How Controllers Maximize SSD Life – Improved ECC

Tempus FugitError correction (ECC) can have a very big impact on the longevity of an SSD, although few understand how such a standard item can make much difference to an SSD’s life.  The SSD Guy will try to explain it in relatively simple terms here.

All NAND flash requires ECC to correct random bit errors (“soft” errors.)  This is because the inside of a NAND chip is very noisy and the signal levels of bits passed through a NAND string are very weak.  One of the ways that NAND has been able to become the cheapest of all memories is by requiring error correction external to the chip.
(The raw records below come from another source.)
PR #915, opened 2017-07-22
Add node merging to Maneuver Editor

abortz:
*Super* useful when doing standard burns that involve both in- and out-of-plane delta-V (e.g. changing inclination and periapsis/apoapsis for transfer to geostationary).

Example easy apogee kick into GSO:
1. Create maneuver to change inclination to 0 at highest AN/DN
2. Create maneuver to raise periapsis to 35786km at a fixed time of 0s after next node
3. Merge nodes. Done!

UI could be improved, and attempting to merge nodes that are far apart in time leads to totally useless results, as expected.


lamont-granquist:
yay!

PR #917, opened 2017-07-22
Also autostage a decoupler if it's a fairing

### LINKED ISSUE #916: Autostage won't stage past procedural fairings
This is because proc fairings have a decoupler module in them.

abortz:
To support procedural fairings. Fixes #916

### DIFF
--- a/MechJeb2/MechJebModuleStagingController.cs
+++ b/MechJeb2/MechJebModuleStagingController.cs
@@ -94,9 +94,9 @@ namespace MuMech
             if (HasStayingChutes(StageManager.CurrentStage - 1, vessel))
                 return;
 
-            //only fire decouplers to drop deactivated engines or tanks
+            //only fire decouplers to drop deactivated engines or tanks or fairings
             bool firesDecoupler = InverseStageFiresDecoupler(StageManager.CurrentStage - 1, vessel);
-            if (firesDecoupler && !InverseStageDecouplesDeactivatedEngineOrTank(StageManager.CurrentStage - 1, vessel))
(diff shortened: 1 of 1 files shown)


lamont-granquist:
So interstage fairings won't hit this logic because they'd decouple and drop active engines/tanks, so they're protected via the short-circuit here still?

abortz:
Right. Though you're right to be worried -- I find all of this autostage logic to be a little sketchy. It's trying to do an awful lot on very little explicit information.

lamont-granquist:
Yeah, I just had to validate it for myself.  An interstage payload fairing that separates was *not* staged with the proper upper stage payload fairing.  Although after staring at the code long enough I had convinced myself that this change was going to be buggy, but it worked perfectly...

Thanks, that has been a super annoying bug for ages...

I still have checking out your launch inclination PR on my TODO list i'm trying to burn down.

If you want another annoying RO/RSS issue to fix what do you think about releasing launch clamps automatically once thrust has hit 99% or so of available thrust and/or been basically flat for a second or something?  (i.e. whatever condition equals "engines are fully spooled up")

abortz:
Hmm, I hadn't thought much about interstage payload fairings, so kinda lucky it worked. Also, awesome idea re: launch clamps! Gonna clean up the autostage code and add that in a PR shortly.

lamont-granquist:
Actually I'm not sure I tried it where the fairing was staged ahead of the decoupler -- but that seems kind of a weird thing to do, so perhaps the decoupler dropping the engines is the thing that protects the interstage fairing from being dropped?  IDK, so it might still be buggy but it may not matter a lot?  but players do crazy things with their rockets in this game...

abortz:
Lol. If you want check out #920 I tried to clarify the logic a bit. Main thing is I decided/realized that dropping an inactive engine was a (relatively) high-priority goal, so fairings and autostage fairing settings aren't even a factor.

PR #918, opened 2017-07-23
When matching planes, clamp target inclination to launch latitude

abortz:
This is an alternate fix for PR #899. It is preserves the ability to do easy azimuth jogs and best-effort inclination launches, while defaulting to matching the best plane. cc @lamont-granquist

### DIFF
--- a/MechJeb2/MechJebModuleAscentAutopilot.cs
+++ b/MechJeb2/MechJebModuleAscentAutopilot.cs
@@ -350,7 +350,7 @@ namespace MuMech
         //
         protected void attitudeTo(double desiredPitch)
         {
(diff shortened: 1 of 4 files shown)


lamont-granquist:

This same error correction also helps to correct bit errors due to wear.  Wear can cause bits to become stuck in one state or the other (a “hard” error), and it can increase the frequency of soft errors.
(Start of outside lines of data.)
PR #920, opened 2017-08-02
Autostage launch clamps and cleanup/clarify autostage logic

abortz:
Also fixes unreported bug in autostaging where bouncing vehicle will trigger staging unexpectedly. Also fixes minor performance issues in a few misc. functions related to autostage checks.

### DIFF
--- a/MechJeb2/MechJebModuleStagingController.cs
+++ b/MechJeb2/MechJebModuleStagingController.cs
@@ -79,9 +79,9 @@ namespace MuMech
             if (!vessel.isActiveVessel)
                 return;
 
-            //if autostage enabled, and if we are not waiting on the pad, and if there are stages left,
+            //if autostage enabled, and if we've already staged at least once, and if there are stages left,
             //and if we are allowed to continue staging, and if we didn't just fire the previous stage
-            if (!vessel.LiftedOff() || StageManager.CurrentStage <= 0 || StageManager.CurrentStage <= autostageLimit
+            if (StageManager.CurrentStage == StageManager.StageCount || StageManager.CurrentStage <= 0 || StageManager.CurrentStage <= autostageLimit
                || vesselState.time - lastStageTime < autostagePostDelay)
                 return;
 
@@ -94,15 +94,19 @@ namespace MuMech
             if (HasStayingChutes(StageManager.CurrentStage - 1, vessel))
                 return;
 
-            //only fire decouplers to drop deactivated engines or tanks or fairings
-            bool firesDecoupler = InverseStageFiresDecoupler(StageManager.CurrentStage - 1, vessel);
-            if (firesDecoupler && !(InverseStageDecouplesDeactivatedEngineOrTank(StageManager.CurrentStage - 1, vessel) || HasFairing(StageManager.CurrentStage - 1, vessel)))
-                return;
+            //Always drop deactivated engines or tanks
+            if (!InverseStageDecouplesDeactivatedEngineOrTank(StageManager.CurrentStage - 1, vessel))
+            {
+                //only decouple fairings if the dynamic pressure and altitude conditions are respected
+                if ((core.vesselState.dynamicPressure > fairingMaxDynamicPressure || core.vesselState.altitudeASL < fairingMinAltitude) &&
+                    HasFairing(StageManager.CurrentStage - 1, vessel))
+                    return;
 
-            //only decouple fairings if the dynamic pressure and altitude conditions are respected
-            if ((core.vesselState.dynamicPressure > fairingMaxDynamicPressure || core.vesselState.altitudeASL < fairingMinAltitude) &&
-                HasFairing(StageManager.CurrentStage - 1, vessel))
-                return;
+                //only release launch clamps if we're at nearly full thrust
+                if (vesselState.thrustCurrent / vesselState.thrustAvailable < 1/1.2 &&
+                    InverseStageReleasesClamps(StageManager.CurrentStage - 1, vessel))
+                    return;
+            }
 
             //When we find that we're allowed to stage, start a countdown (with a
             //length given by autostagePreDelay) and only stage once that countdown finishes,
@@ -110,7 +114,7 @@ namespace MuMech
             {
                 if (vesselState.time - stageCountdownStart > autostagePreDelay)
                 {
-                    if (firesDecoupler)
+                    if (InverseStageFiresDecoupler(StageManager.CurrentStage - 1, vessel))
                     {
                         //if we decouple things, delay the next stage a bit to avoid exploding the debris
                         lastStageTime = vesselState.time;
@@ -200,6 +204,20 @@ namespace MuMech
             return false;
         }
 
+        //determine whether activating inverseStage will release launch clamps
+        public static bool InverseStageReleasesClamps(int inverseStage, Vessel v)
+        {
+            for (int i = 0; i < v.parts.Count; i++)
+            {
+                Part p = v.parts[i];
+                if (p.inverseStage == inverseStage && p.IsLaunchClamp())
+                {
+                    return true;
+                }
+            }
+            return false;
+        }
+
         //determine whether inverseStage sheds a dead engine
         public static bool InverseStageDecouplesDeactivatedEngineOrTank(int inverseStage, Vessel v)
         {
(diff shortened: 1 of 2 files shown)


MechJeb2/MechJebModuleStagingController.cs
```diff
@@ -79,9 +79,9 @@ public override void OnUpdate()
             if (!vessel.isActiveVessel)
                 return;
 
-            //if autostage enabled, and if we are not waiting on the pad, and if there are stages left,
+            //if autostage enabled, and if we've already staged at least once, and if there are stages left,
             //and if we are allowed to continue staging, and if we didn't just fire the previous stage
-            if (!vessel.LiftedOff() || StageManager.CurrentStage <= 0 || StageManager.CurrentStage <= autostageLimit
+            if (StageManager.CurrentStage == StageManager.StageCount || StageManager.CurrentStage <= 0 || StageManager.CurrentStage <= autostageLimit
```
lamont-granquist: so this relies on the fact that MJ has "KSP stages plus one" stages?  that'll probably work, and likely fixes "the MET bug" but seems a little side-effect-ey...

MechJeb2/MechJebModuleStagingController.cs
```diff
@@ -94,23 +94,27 @@ public override void OnUpdate()
...
+            //Always drop deactivated engines or tanks
+            if (!InverseStageDecouplesDeactivatedEngineOrTank(StageManager.CurrentStage - 1, vessel))
+            {
+                //only decouple fairings if the dynamic pressure and altitude conditions are respected
+                if ((core.vesselState.dynamicPressure > fairingMaxDynamicPressure || core.vesselState.altitudeASL < fairingMinAltitude) &&
+                    HasFairing(StageManager.CurrentStage - 1, vessel))
+                    return;
+
+                //only release launch clamps if we're at nearly full thrust
+                if (vesselState.thrustCurrent / vesselState.thrustAvailable < 1/1.2 &&
```
lamont-granquist: that likely isn't enough.  1/1.2 is 88% and 88% of a 1.05 SLT is 0.87, which will drop the rocket into the pad.  there should probably be a check here that SLT is > 1.00 at least, and likely what RO users want is to fully spool up while still attached to clamps to maximize thrust while still having the pumps active.  if you drop the clamps early then you waste dV on not-quite-fully-spooled-up engines, and some of the bigger/later engines spool up pretty slowly.   thats why i was thinking 98-99% -- although i'd also almost think it should be a tweakable in some menu someplace.

abortz: Yeah I was trying to avoid extra UI. There's still a pre-stage delay (defaults to 0.5s) which seems to be enough extra time for the remaining spooling, but I only tested on a few rockets.

I did initially use a test of SLT >1, maybe I should just go back to that? I switched because I worried about rockets with SRBs that don't have SLT >1 without them. Also, are people really launching rockets with 1.05 SLT??

lamont-granquist: One of my testing rockets for the PEG stuff has a single F-1 booster stage with about that much SLT and then 4-6 RL-10s that only produce about 0.25-0.35 TWR in the upper stage.  The actual Saturn-V i think was something along those lines.

The SLT clamp also has the added feature that if TestFlight hits you with a failure on the pad, then your clamps wouldn't release if you never made it past 1.00 -- although at some point you'll probably want a way to walk through the engines and determine that they're all green and not Agathorn'd before releasing the clamps.

Ah, and SRBs...   that seems like you'd want to stage the liquid engines, spool them up, then release the SRBs (and i think those still have /some/ spool up time?) and then release the clamps after SLT > 1.00?  because even with SRBs you never want to release clamps with SLT < 1.00

I'm wondering if the pre-stage delay is such a good idea with launch clamp staging?  Maybe you could short-circuit the setting in this case and set it to zero?  Otherwise it seems like we're gonna burn up people's SRBs on the pad or risk dropping them into the pad depending on how we push things around...

MechJeb2/MechJebModuleStagingController.cs
```diff
@@ -94,23 +94,27 @@ public override void OnUpdate()
...
+            }
 
             //When we find that we're allowed to stage, start a countdown (with a
             //length given by autostagePreDelay) and only stage once that countdown finishes,
             if (countingDown)
             {
                 if (vesselState.time - stageCountdownStart > autostagePreDelay)
                 {
-                    if (firesDecoupler)
+                    if (InverseStageFiresDecoupler(StageManager.CurrentStage - 1, vessel))
```
lamont-granquist: I'm just curious why the change here, because its not obvious without context (just don't have time right now to read the rest of the code)

abortz: It's just a result of the code reorg -- it's exactly the same logic.

MechJeb2/MechJebModuleStagingController.cs
abortz: Okay, I think I'm convinced SLT>1 is a fine check. But SLT of 1.05 at liftoff is still *really* low -- I think Saturn-V was always >1.15. I'm inclined to leave the delay because it still makes sense here -- gives a little extra spool up time which will reduce losses if pumps are still running -- and the default will probably work well for most rockets. For rockets where it doesn't, well, it's configurable. :-)

MechJeb2/PartExtensions.cs
```diff
@@ -102,31 +102,17 @@ public static bool IsSepratron(this Part p)
 
         public static bool IsEngine(this Part p)
         {
-            for (int i = 0; i < p.Modules.Count; i++)
-            {
-                PartModule m = p.Modules[i];
-                if (m is ModuleEngines) return true;
-            }
-            return false;
+            return p.FindModuleImplementing<ModuleEngines>() != null;
```
sarbian: Did you test the memory usage of the stock call ? Most of the time when I use loops kile those it is because the stock code allocate memory for each call.
Could you do the same PR without those changes and I ll check the memory uses of the stock call (again)

abortz: Ah, good point @sarbian -- will do. Btw, what are good ways to test memory allocations in KSP/Unity?

sarbian: Unity Profiler
+
KSP in dev mode ( http://forum.kerbalspaceprogram.com/index.php?/topic/102909-ksp-plugin-debugging-and-profiling-for-visual-studio-and-monodevelop-on-all-os/ ) 
+ 
pairs of Profiler.BeginSample / Profiler.EndSample
Like there 
https://github.com/MuMech/MechJeb2/blob/master/MechJeb2/DisplayModule.cs#L164-L169
+
MJ compiled with the ENABLE_PROFILER symbol (Profiler.BeginSample uses a Conditional attribute)

abortz: Awesome, thanks.

MechJeb2/MechJebModuleStagingController.cs
abortz: Having 2nd thoughts:
1. More real-world rockets than I thought have SLT<1 without SRBs (e.g. all max-payload Atlas V configurations with any SRBs)
2. There's no easy way to make the (fundamentally zero-lookahead, greedy) autostaging work with spooling up multiple sets of engines.
3. SRBs don't seem to have spool up time in RO anyway (?)
4. Checking % available thrust will actually do the right thing in every situation I can think of *without* an engine failure
5. Engine failures are probably too complicated to handle easily and correctly here (even checking SLT is no guarantee due to reduced performance/thrust failures)

So I think % thrust is the right check. I'll make it >1/1.1 (91%) to *guarantee* SLT>1 for simple 1st stages. That doesn't have a noticeable impact due to pre-stage delay but it's good for piece of mind I guess :-)

lamont-granquist: I wouldn't think too hard right this second about Engine failures, I was sort of throwing that out there as a thing to consider how it would get dealt with eventually.  Probably something needs to get added to VesselState to determine if all the active engines are healthy or not (the icon turns yellow/red, so presumably there's some state there MechJeb could peek at directly), then it would reduce to just checking a boolean condition here.

I think the road you're heading down is roughly what I thought about and found no clear obviously correct answers, which was leading me towards wanting it to be tweakable in the UI -- and I would agree UI sprawl should be avoided if possible, but I can't quite see the obviously correct answer.

abortz: Agreed re: no always correct answer. Just thought I'd document some of the issues/compromises for you and others. You should try it out with any rockets you think might be problematic -- I suspect you may be pleasantly surprised. I think this is good enough to ship myself...

abortz:
@sarbian i say shipit! :-) thoughts?

lamont-granquist:
i am certainly a fan of "release early, release often", YAGNI and minimum viable product.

Although it is not widely understood, flash endurance is the measure of the number of erase/write cycles a flash block can withstand before hard errors might occur.  Most often these failures are individual bit failures – it is rare for the entire block to fail.  With a high enough number of erase/writes the soft error rate increases as well due to a number of mechanisms that I won’t go into here.  If ECC can be used to correct both these hard errors and an increase in soft errors then it can help lengthen the life of a block beyond its specified endurance.

Here’s an example: Let’s say that an unworn NAND chip has enough soft errors to require 8 bits of ECC – that is, every page read could have as many as 8 bits that have been randomly corrupted (usually from on-chip noise.)  If the ECC that is used with this chip can correct 12 bit errors then a page would have to have 8 soft errors plus another 5 wear-related errors to go beyond the ECC’s capability to correct the data.
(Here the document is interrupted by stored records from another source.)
PR #924, opened 2017-08-18
Add a "Quick Warp" mode into MJ WarpHelper & WarpController

zyayoung:
I added a **"Quick Warp" mode** into MJ WarpHelper.

Features:
- Speed up Auto-warp a lot!!!
- It will save you a lot of time
- A Toggle to turn On/Off the "Quick Warp" mode

I like Kerbal Space Program and MechJeb quite a lot. 
So I just want to make a little contribution. XD

I wish you could accept my request. Thanks


sarbian:
I have some doubts about the physic precision at such rates but why not.

PR #930, opened 2017-08-27
Add an AirplaneAutopilotModule

zyayoung:
It works really well with small aircrafts such as Aeris-3A (even at very high speed)
But not very well with large aircrafts at high speed.

**Features:**
- Altitude Hold
  - Vertival Speed limit
- Vertical Speed Hold
- Heading Hold
  - Roll Limit
- Roll Hold
- Speed Hold
- PID adjustable

Problems:
- Can not control large aircrafts(or those with bouncing wings) well
- Heading Hold needs to be optimized
- Can not use Speed Hold separately (cannot use SAS while using Speed Hold)(easy to fix)

Screenshots:

**Hold the aircraft close to the sea level**
ASLFast

**4x Physics warp capable**(not for big aircrafts)
4xFastAndHigh

**Accurate**
Accurate

[More screenshots](https://github.com/zyayoung/image-repository)

### DIFF
--- a/MechJeb2/MechJebCore.cs
+++ b/MechJeb2/MechJebCore.cs
@@ -41,6 +41,7 @@ namespace MuMech
         public MechJebModuleSolarPanelController solarpanel;
         public MechJebModuleLandingAutopilot landing;
         public MechJebModuleSettings settings;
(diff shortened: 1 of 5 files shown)


sarbian:
Amazing, thanks for the PR

PR #931, opened 2017-08-27
Format Code & Disable roll control on the ground

zyayoung:
- Format The Code
- disable roll control on the ground
  - may prevent aircraft from turning over
  - using autopilot on the ground is still not recommended
- Release thrust control when autopilot disengaged
- avoid #932
- optimize VerticalSpeedHold


zyayoung:
Using FlightCtrlState directly is much better.
I'm working on that now. -_-#
💩

zyayoung:
Now it use FlightCtrlState directly to control the aircraft.

sarbian:
Oops, I forgot to merge it. 
I have some doubts about 2 MJ modules using FlightCtrlState but this will do for now.

PR #935, opened 2017-09-14
Changed DriveCircularizationBurn to set launchLANDifference off of co…

DavidShade:
…re.target.orbit.LAN instead of recorder.markLAN.  This fixes launching into plane of target.


sarbian:
An other mystery solved ! 
Thanks :)

PR #1129, opened 2020-05-18
Implement cancel draggable during onAnnotationDrag

Ph0tonic:
While using this plugin, I needed to cancel a drag event when my point was further apart from another location. The way I solved this was by deleting the point and repainting it so that cancel the drag event. The problem is that it's not efficient at all.

Here is a proposal to allow a drag event to be canceled directly in the `dragEventListener`. I would be pleased to have your feedback @langsmith and @LukasPaczos.

Thanks in advance

### DIFF
--- a/app/src/main/java/com/mapbox/mapboxsdk/plugins/testapp/activity/annotation/CircleActivity.java
+++ b/app/src/main/java/com/mapbox/mapboxsdk/plugins/testapp/activity/annotation/CircleActivity.java
@@ -103,12 +103,13 @@ public class CircleActivity extends AppCompatActivity {
         }
 
         @Override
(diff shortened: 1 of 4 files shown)


LukasPaczos:
Thanks @Ph0tonic, the idea and the implementation look good to me. Would you be able to add a unit test?

@langsmith could you help with merging this when ready?

Ph0tonic:
You're welcome. Hum yes I will try to add some test but I not sure anymore of my implementation. In the present case when a drag is cancel then the annotation stay still and if we continue our movement then the map moves. I think that this should not happend and could be very strange to the user has he was moving an annotation and sudently he is moving the map.

What do you think about cancelling the drag but still consuming the event such as to prevent the map to take back the event until the user end is drag ?

PR #1141, opened 2020-07-18
[annotation] Consume event when drag end to prevent click event

### LINKED ISSUE #883: Dragged annotation triggers Map Clicked

Ph0tonic:
I wrote a seperate PR for this issue such as to simplify the review of #1125.
- Fixes #883

Any review and comment would be much appreciated 👍 @LukasPaczos and @langsmith.


LukasPaczos:
Thanks @Ph0tonic!

Issue #189, opened 2017-12-01
Cancel download should remove region definition


tobrun:
Atm cancelling a download doesn't result in removing the created region for it. Since the download was cancelled, keeping the definition around isn't useful. You can reproduce this by downloading a region with the form, cancelling it and opening the region list activity.

djavid:
As of now canceling download do not delete region.

djavid:
@tobrun Can you please see my last comment at #12382

tobrun:
@djavid please do not reply to closed issues, those will get unnoticed. if you find a bug or have a feature request please open a new issue instead. If you need support, please contact us at https://www.mapbox.com/contact/ or through stackoverflow. That said, please add the appropriate context and information needed to make your issue actionable for us.

PR #1145, opened 2020-07-25
Cancel download should remove currently downloaded map

Ph0tonic:
I had a look at the code of the offline plugin and find out what might cause the cancel download not to delete the currently downloading map.

This is a PR to fix issue #189 

Note : I have not been able to actually test that this fix the issue as there is no cancel button in the demo app but in any case what I changed seems incorrect to me and might prevent the map to be deleted.

Any comment and review is most welcome @tobrun, @LukasPaczos and @langsmith


Ph0tonic:
I have finally been able to test it and it's working as expected. The problem happened only when the UUID of an `OfflineDownloadOptions` was bigger than an int and was converted to an int instead of keeping it as a long.

@LukasPaczos and @tobrun This PR is now definitely ready for a review 👍

Ph0tonic:
Any update about this ? Could we merge ?
\cc @LukasPaczos

Ph0tonic:
Any updates on this ?
\cc @tobrun & @LukasPaczos

Ph0tonic:
Hello, any updates on this ?
\cc @tobrun & @LukasPaczos

Ph0tonic:
Hello,
Any updates on this ?
@mapbox/maps-android

PR #1164, opened 2020-11-14
Passes unhandled map interactions to lower annotations

TroyStopera:
When all `OnAnnotationLongClickListener` or `OnAnnotationClickListener` listeners return false, the event will be passed to the next annotation returned from the feature query.


troy-skydio:
@LukasPaczos Note sure what I need to do to get eyes on this. I'd really like to get this working in master, so that I can update to the latest versions released by Mapbox.

LukasPaczos:
Tagging @mapbox/maps-android here.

Now the first of those 5 failures is guaranteed by the flash manufacturers to occur sometime after the endurance specification: No bits will fail until there have been 10,000 (or 5,000, or 3,000…) erase/write cycles.  Specifications are not sophisticated enough to predict when the next bit will fail, but there may be several thousand more cycles before that occurs.  This implies that it will take significantly more than the specified endurance before a page becomes so corrupt that it needs to be decommissioned.  This means that the error-corrected endurance of the block could be many times the specified endurance, depending on the number of excess errors the ECC is designed to correct.

This all comes at a price.  More sophisticated ECC requires more processing power in the controller and may be slower than less sophisticated algorithms.  Also, the number of errors that can be corrected can depend upon how large a segment of memory is being corrected.  A controller with elaborate ECC capabilities is likely to use more compute resources and more internal RAM than would one with simpler ECC.  These enhancements will make the controller more expensive.

ECC algorithms are their own special other-worldly state of mathematics, and although The SSD Guy is pretty comfortable with math,  I don’t even try to understand the difference between the more basic Reed-Solomon coding and LDPC.  When someone talks to me about the Shannon Limit (the maximum number of bits that can be corrected) my eyes glaze over.  Suffice it to say that I am awestruck by the intelligence of the folks who have mastered ECC, and their ability to extract more life out of a flash block than any mere mortal would think possible.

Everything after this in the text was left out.